## What is being asked
In the data, find the word "good" and copy out every line that has it.

***** Records supplied *****

PR #29, opened 2020-09-30
Fix FCntUp increment logic

lthiery:
This fixes an issue where FCnt was automatically incremented. In the case of a confirmed frame that does not receive an ACK, the FCnt should not be incremented, as per the specification:
```
The FCnt is not incremented in case of multiple transmissions of an unconfirmed frame (see NbTrans parameter), or in the case of a confirmed frame that is not acknowledged.
```

The re-transmissions is left to the user, ie: they need to send the same payload to implement a re-transmit after the NoAck response from the stack. This at least makes this possible as the FCnt is otherwise inaccessible to the user.

### DIFF
--- a/device/src/state_machines/session.rs
+++ b/device/src/state_machines/session.rs
@@ -197,8 +197,6 @@ where
             }
         }
 
-        self.session.fcnt_up_increment();
-
         match phy.build(
             &data.data,
             dyn_cmds.as_slice(),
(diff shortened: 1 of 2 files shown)


device/src/state_machines/session.rs
```diff
@@ -485,6 +483,12 @@ where
                                                 && (fcnt > session.fcnt_down || fcnt == 0)
                                             {
                                                 session.fcnt_down = fcnt;
+                                                // increment the FcntUp since we have received
+                                                // downlink - only reason to not increment
+                                                // is if confirmed frame is sent and no
+                                                // confirmation (ie: downlink) occurs
+                                                session.fcnt_up_increment();
```
ivajloip, line 490: am I right to think that here is an assumption that the device is a class A device and if so is it an intended assumption and shouldn't it be documented?

lthiery: Yes, that's absolutely an assumption! I'll add it to the docs - good point

ivajloip:
Thanks!

PR #31, opened 2020-11-21
Crypto Fix

lthiery:
This relates to [the issue filed](https://github.com/ivajloip/rust-lorawan/issues/30) this morning. I noticed that the function `encrypt_frm_data_payload` looks more or less modelled after [PayloadEncrypt from the Loramac Node repo](https://github.com/Lora-net/LoRaMac-node/blob/master/src/mac/LoRaMacCrypto.c#L232). I tried to make the code reflect it more 1-to-1 just for the sake of finding the issue.

While this "fixes" it right now, I think I want to rework this slightly more. I think the core issue lies in the fact that the helper_block is being modified in place during the encryption (`aes_enc.encrypt_block`) while in Loramac Node, the helper block is used repeatedly to derive a new encrypted block. Therefore, I think changing `aes_enc.encrypt_block` to take an input and output block would be better than generating a new helper block every time around this loop.

Anyway, I'll try to put more work into this in the coming days but I wanted to share the progress so we don't duplicate effort @ivajloip

### DIFF
--- a/device/src/state_machines/session.rs
+++ b/device/src/state_machines/session.rs
@@ -489,7 +489,6 @@ where
                                                 // confirmation (ie: downlink) occurs
                                                 session.fcnt_up_increment();
 
-
                                                 let mut copy = Vec::new();
                                                 copy.extend(encrypted_data.as_bytes());
 
@@ -498,7 +497,10 @@ where
                                                 //      always work when copy bytes from another EncryptedPayload
                                                 // * the decrypt will always work when we have verified MIC previously
                                                 let decrypted =
-                                                    EncryptedDataPayload::new_with_factory(copy, C::default())
+                                                    EncryptedDataPayload::new_with_factory(
+                                                        copy,
+                                                        C::default(),
+                                                    )
                                                     .unwrap()
                                                     .decrypt(
                                                         Some(&session.newskey()),
@@ -571,7 +573,6 @@ where
                     }
                     // Timeout during second RxWindow leads to giving up
                     RxWindow::_2(_) => {
-
                         if !self.confirmed {
                             // if this was not a confirmed frame, we can still
                             // increment the FCnt Up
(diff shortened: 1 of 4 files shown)


lthiery:
@ivajloip i think this is the minimum amount of changes needed to fix the encryption operation. It was actually two issues:

1) The helper block needs to not get encrypted so it can continue being used; I make a copy of it before the encryption operation.
2) The last byte of the encrypted block can't be the index of the entire payload but instead need to reflect the block number

Concerning 1, ideally the crypto trait would allow for an immutable input block and a mutable output block. This would allow crypto functions that take an immutable input (`a_block`) and outputs the encrypted block in an output buffer (`s_block`). This is how the [Loramac Node implementation has it](https://github.com/lthiery/rust-lorawan-crypto/blob/master/lorawan-crypto-sys/lorawan-crypto/aes.c#L567).

But that's a bigger change and I'm not sure if its worth it, so I'll leave this PR with the minimum changes.

device/src/state_machines/session.rs
```diff
@@ -580,7 +581,7 @@ where
 
                         let response = if self.confirmed {
                             Ok(Response::NoAck)
-                            // check if FCnt is used up
+                        // check if FCnt is used up
```
ivajloip, line 584: That seems misindented

ivajloip (commented):
Thank you for looking into this! You have likely found an issue, so thank you! There is a question about adding extra tests, but otherwise it looks good to me.

ivajloip:
Hi,

Sorry for the delay! I addressed the 1-2 points and added the tests, everything seems to be working well now. Because of the tests I decided to merge it locally and push it, which did not close the PR, so closing manually.

Thanks again for reporting this and providing the fix :smile:

lthiery:
Great news! And sorry I never got around to it. Meant to get to it over the holiday break but glad you did!

ivajloip:
No worries, I also meant to get this done and release the new versions earlier, but I had a few other more pressing things to finish. Thanks again for all your help and happy new year :)

PR #33, opened 2021-03-18
Make Region Runtime Configurable

lthiery:
I think we agree that we want selectable regions, so I wanted to remove the feature-flags introduced by #32 

This stuff isn't fully tested yet, but I think it provides a more scalable approach to region handling.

*****

## Result of the task
lthiery: Yes, that's absolutely an assumption! I'll add it to the docs - good point
Thank you for looking into this! You have likely found an issue, so thank you! There is a question about adding extra tests, but otherwise it looks good to me.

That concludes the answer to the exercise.